[EXERCISE PROMPT]
Once you have read the data below, print all of it exactly.

[THE INPUT]
PR #2880, opened 2018-04-16
[Mobile v1] Splash page #2329

ryota-murakami:
**Status**
- [x] Ready for review

**Deploy after merge (delete what needn't be deployed)**
- mobile

**Release notes for users (delete if codebase-only change)**
- [Mobile v1] Splash page #2329

## current progress

- [x] add github button
- [x] add button styled
- [x] fix shown bottom menu without login https://github.com/withspectrum/spectrum/pull/2980 @ArturKlajnerok
- [x] fix emoji color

[COMPLETED TASK]
PR #2880, opened 2018-04-16
[Mobile v1] Splash page #2329

ryota-murakami:
**Status**
- [x] Ready for review

**Deploy after merge (delete what needn't be deployed)**
- mobile

**Release notes for users (delete if codebase-only change)**
- [Mobile v1] Splash page #2329

## current progress

- [x] add github button
- [x] add button styled
- [x] fix shown bottom menu without login https://github.com/withspectrum/spectrum/pull/2980 @ArturKlajnerok
- [x] fix emoji color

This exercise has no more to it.